Ciudad de cuentos, digo yo, cómo te pude escapar, de ti y de tu silencio eterno. Y una cosa te voy a contar, una cosita más, secreto entre tú y yo, así avisado estás si lo mismo que a mi te pasa.
Mi ciudad se rodea por un río de color púrpura, diría yo rubí. Río de aguas rojas, oscuras y profundas. De madrugada casi negras mis ojos esas aguas las ven y a mediodía a veces su cauce obtiene un color violeta. Por el atardecer, el río rojo picota ya se ve, rojo de sangre de una batalla que nunca terminó y en sus aguas duermen sus heridos. Ese río en mi ciudad se conoce como Maldición, y sus pobladores Chefs nunca a sus riberas se acercan. Alguien les dijo que de su agua nunca deben de beber, si la probasen peligro grande correrían. Así todo cocinero Chef, cada habitante de esa ciudad, joven o anciano, vivía encerrado en esa ciudad, rodeado por una maldición, de la que nunca nadie salir se atrevía. A su rumbo y deber diario cada uno de ellos se disponían a proceder, sin hablar y sin cantar, sin silbar y sin de placer poder saltar y exclamar, sólo callados cocinaban y comían.

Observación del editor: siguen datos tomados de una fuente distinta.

PR #159, opened 2022-10-31
PureSMT: send commands with no output by batches

qaristote:
This PR merges together SMTLib2 commands whose output can be ignored (typically when the output is either `(success)` or an error). In practice, these commands are effectively added to a queue given by a [ByteString Builder](https://hackage.haskell.org/package/bytestring-0.11.3.1/docs/Data-ByteString-Builder.html) and this queue is only sent to the solver as one big batched command when the output of the next command cannot be ignored. This also means that in non-debug mode the commands are not checked to be valid and may thus lead to an error that isn't caught immediately.

The expected speed-up is described in the [`qa/z3_binding_faster_eval`](https://github.com/tweag/pirouette-benchmarks/commit/e09e0a7adc3b5260b3f2dbbae5f95a9dd679fad3) branch of [`pirouette-benchmarks`](https://github.com/tweag/pirouette-benchmarks): Pirouette is now 1.16 times faster on the largest example, `isUnity`. Note that these measurements were made with [a version of Z3](https://github.com/Z3Prover/z3/pull/6422) that improves the speed of the binding used in Pirouette's code but isn't part of a release yet, so until the next release the actual speed-up may differ.

While that wasn't measured to improve the speed of Pirouette, the serialization of s-expressions to bytestring is now done using the [untrimmed strategy](https://hackage.haskell.org/package/bytestring-0.11.3.1/docs/Data-ByteString-Builder-Extra.html#v:untrimmedStrategy) which is theoretically faster for building a bytestring which will be consumed immediately afterwards. Similarly, we manually set the size of the chunks depending on whether a single command or a whole batch is being serialized.

### DIFF
--- a/src/PureSMT/Process.hs
+++ b/src/PureSMT/Process.hs
@@ -43,43 +43,27 @@ initZ3Instance dbg = do
                      return ctx;
                      } |]
   solverQueue <- newIORef mempty
-  let s = Solver solverCtx dbg solverQueue
-  setOption s ":print-success" "true"
-  setOption s ":produce-models" "true"
-
-  return s
+  let solver = Solver solverCtx dbg solverQueue
+  when (debugMode solver) $ do
+    -- this should not be enabled in non-debug mode, as it messes with parsing
+    -- the outputs of commands that are actually interesting
+    setOption solver ":print-success" "true"
+  setOption solver ":produce-models" "true"
+  return solver
 
 -- | Send a bytestring to Z3.
 -- This function is thread-safe as long as concurrent instances do not share the
 -- same logical context.
-send :: Solver -> BS.ByteString -> IO (BS.ByteString)
+send :: Solver -> BS.ByteString -> IO SExpr
 send solver cmd = do
   let ctx = context solver
   when (debugMode solver) $ do
     BS.putStrLn $ "[send] " `BS.append` cmd
-  [CU.exp| const char* {
+  resp <-
+    [CU.exp| const char* {
          Z3_eval_smtlib2_string($fptr-ptr:(Z3_context ctx), $bs-ptr:cmd)
          } |]
-    >>= BS.packCString
-
--- | Force the solver to evaluate the queued commands.
--- The result is not checked to ensure the commands were evaluated correctly.
-flush :: Solver -> IO ()
-flush solver = do
-  cmds <- do
-    let solverQueue = queue solver
-    cmds <- readIORef solverQueue
-    writeIORef solverQueue mempty
-    return $ serializeBatch cmds
-  _ <- send solver cmds
-  return ()
-
--- | Have Z3 evaluate a command in SExpr format.
-command :: Solver -> SExpr -> IO SExpr
-command solver expr = do
-  flush solver
-  let cmd = serializeSingle $ renderSExpr expr
-  resp <- send solver cmd
+      >>= BS.packCString
   case readSExpr resp of
     Nothing -> do
       fail $ "solver replied with:\n" ++ BS.unpack resp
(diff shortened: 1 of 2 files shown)


src/PureSMT/SExpr.hs
```diff
@@ -62,14 +62,26 @@ overAtomS :: (String -> String) -> SExpr -> SExpr
...
+-- (the size of the buffer is expected to be small).
+serializeSingle :: Builder -> BS.ByteString
+serializeSingle = serializeUntrimmed 256 2048
+
+-- | Evaluate a bytestring builder corresponding to a batch of SMTLib2 commands
+-- (the size of the buffer is expected to be important).
+serializeBatch :: Builder -> BS.ByteString
+serializeBatch = serializeUntrimmed smallChunkSize defaultChunkSize
+
+-- | Convert an s-expression to a (strict) null-terminated bytestring.
```
facundominguez, line 80: This doesn't look null-terminated, and isn't a bytestring.

facundominguez (commented):
Looking good. Some questions and comments.

src/PureSMT/Process.hs
```diff
@@ -39,26 +42,44 @@ initZ3Instance dbg = do
...
+    return $ serializeBatch cmds
+  _ <- send solver cmds
+  return ()
+
+-- | Have Z3 evaluate a command in SExpr format.
+command :: Solver -> SExpr -> IO SExpr
+command solver expr = do
+  flush solver
+  let cmd = serializeSingle $ renderSExpr expr
+  resp <- send solver cmd
```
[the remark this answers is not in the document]
qaristote: Because I expect the queue to produce an output that is `(success)` x n which makes it harder to parse the result of the last command, which we're actually interested in.

src/PureSMT/SExpr.hs
```diff
@@ -62,14 +62,26 @@ overAtomS :: (String -> String) -> SExpr -> SExpr
...
-      "(" <> mconcat (intersperse " " [renderSExpr e | e <- es]) <> ")"
+-- | Evaluate a bytestring builder to a strict bytestring that is expected to be
+-- consumed immediately.
+serializeUntrimmed :: Int -> Int -> Builder -> BS.ByteString
+serializeUntrimmed firstChunkSize newChunksSize = LBS.toStrict . toLazyByteStringWith (untrimmedStrategy firstChunkSize newChunksSize) "\NUL"
+
+-- | Evaluate a bytestring builder corresponding to a single SMTLib2 command
+-- (the size of the buffer is expected to be small).
+serializeSingle :: Builder -> BS.ByteString
+serializeSingle = serializeUntrimmed 256 2048
```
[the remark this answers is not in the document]
qaristote: 256 is the first power of 2 that is bigger than the length of the longest command with interesting output in 'isUnity', and 2048 is just four times that because `smallChunkSize * 4 = defaultChunkSize`.

src/PureSMT/Process.hs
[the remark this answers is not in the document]
facundominguez: Ah, makes sense. Maybe you could mentioned that in a comment.

src/PureSMT/SExpr.hs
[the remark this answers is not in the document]
facundominguez: Thanks. Would be good to put it in a comment too.

src/PureSMT/Process.hs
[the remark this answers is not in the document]
qaristote: I think I'll just disable the `:print-success` option when not in debug mode.

src/PureSMT/Process.hs
```diff
@@ -88,13 +72,39 @@ command solver expr = do
         putStrLn $ "[recv] " ++ showsSExpr sexpr ""
       return sexpr
 
+-- | Push a command on the solver's queue of commands to evaluate.
+-- The command must not produce any output when evaluated.
+putQueue :: Solver -> SExpr -> IO ()
+putQueue solver expr = do
+  let solverQueue = queue solver
+  cmds <- readIORef solverQueue
+  writeIORef solverQueue $ cmds <> renderSExpr expr
```
facundominguez, line 81:
```haskell
putQueue solver expr =
  modifyIORef (queue solver) (<> renderSExpr expr)
```

src/PureSMT/Process.hs
```diff
@@ -18,7 +20,8 @@ C.include "z3.h"
 
 data Solver = Solver
   { context :: ForeignPtr Z3.LogicalContext,
-    debugMode :: Bool
+    debugMode :: Bool,
+    queue :: IORef Builder
```
facundominguez, line 24:
```suggestion
    queue :: IORef Builder   -- only used in non-debug mode
```

facundominguez (approved):
LGTM
Made a couple of suggestions.

src/PureSMT/Process.hs
qaristote: Neat ! But maybe `modifyIORef'` should be used here instead ?

> Be warned that [modifyIORef](https://hackage.haskell.org/package/base-4.17.0.0/docs/Data-IORef.html#v:modifyIORef) does not apply the function strictly. This means if the program calls [modifyIORef](https://hackage.haskell.org/package/base-4.17.0.0/docs/Data-IORef.html#v:modifyIORef) many times, but seldom uses the value, thunks will pile up in memory resulting in a space leak. This is a common mistake made when using an IORef as a counter. For example, the following will likely produce a stack overflow:
> `ref <- newIORef 0`
> `replicateM_ 1000000 $ modifyIORef ref (+1)`
> `readIORef ref >>= print` 
> To avoid this problem, use [modifyIORef'](https://hackage.haskell.org/package/base-4.17.0.0/docs/Data-IORef.html#v:modifyIORef-39-) instead.
>

qaristote: Yeah I guess not (`Builder f1 <> Builder f2 = Builder (f1 . f2)` is in WHNF). But then should we be concerned about the possibility that the queue becomes too big ?

facundominguez: Because this is a queue, and not something that produces a type with bounded memory (e.g. an `Int`), I think we could let it as is for now.

qaristote: It's a bit late but for a future PR it might be better to use `atomicModifyIORef`. It should be thread-safe (although not equivalent) to write two commands to a single queue concurrently. LiquidFixpoint actually does [something similar](https://github.com/ucsd-progsys/liquid-fixpoint/blob/544f8b0ba6d03b060701961250cce012412039c4/src/Language/Fixpoint/Smt/Interface.hs#L451-L460) (it puts a builder inside a TVar) for the sole sake of concurrently writing commands whose output can be discarded.

facundominguez: Using `atomicModifyIORef` could be necessary if multiple threads were using the same queue, but that its not the case, and I don't imagine it being the case soon either.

Decirte que también, que todas esas exquisiteces, los soldados de la vianda y de la paz con agua fresca siempre acompañaban. Esa misma es la razón, por la que cada día a preparar un nuevo plato se ponían, buscando a un único sabor que hasta entonces nunca conseguían. Día tras día, cargados de sus cestas llenas de cada bien, pensaban que ese día, ¡Sí! ese día acertarían. Pero por la noche cuando se ponían a comer como lúculos ingenuos, con agua sus platos maridaban. Con agua apaciguaban su sed, con agua y agua sus cuerpos dóciles regaban.

A mí el silencio me viene mal, yo contar y narrar todo lo vivido quiero, aunque me encanta el bien comer, aunque sin él también aguantar podría. Así que un día de esos mil, durante mi paseo favorito entre callejones de silencio que olían a manjar y a perdiz, en una pared vi algo escrito en pintura gris.
Vino hace salud. Y el agua de lo que tú llamas Maldición no es que sea sangre. Vino es, que de las entrañas de la tierra fértil sale y riega todo corazón, complementa el sabor y hablar te hace.

De mi ciudad decidí irme y pensar que a ese sitio ya jamás y nunca volvería. Así tuve que denunciar mesas largas y redondas de manjares llenas, delicias del mundo entero. De mi ciudad corriendo yo salí, cruzando el río púrpura rodeador, en una barquita hecha de cuentos y pudor, de hojas de parra y mucha valentía.

Fuera de sus muros y fogones vivo feliz, sin experimentar ese sabor soberbio y exquisito. Así, a cambio te sé cantar y bien contar, a menudo mi trozo de pan con una copa de vino tinto acompaño.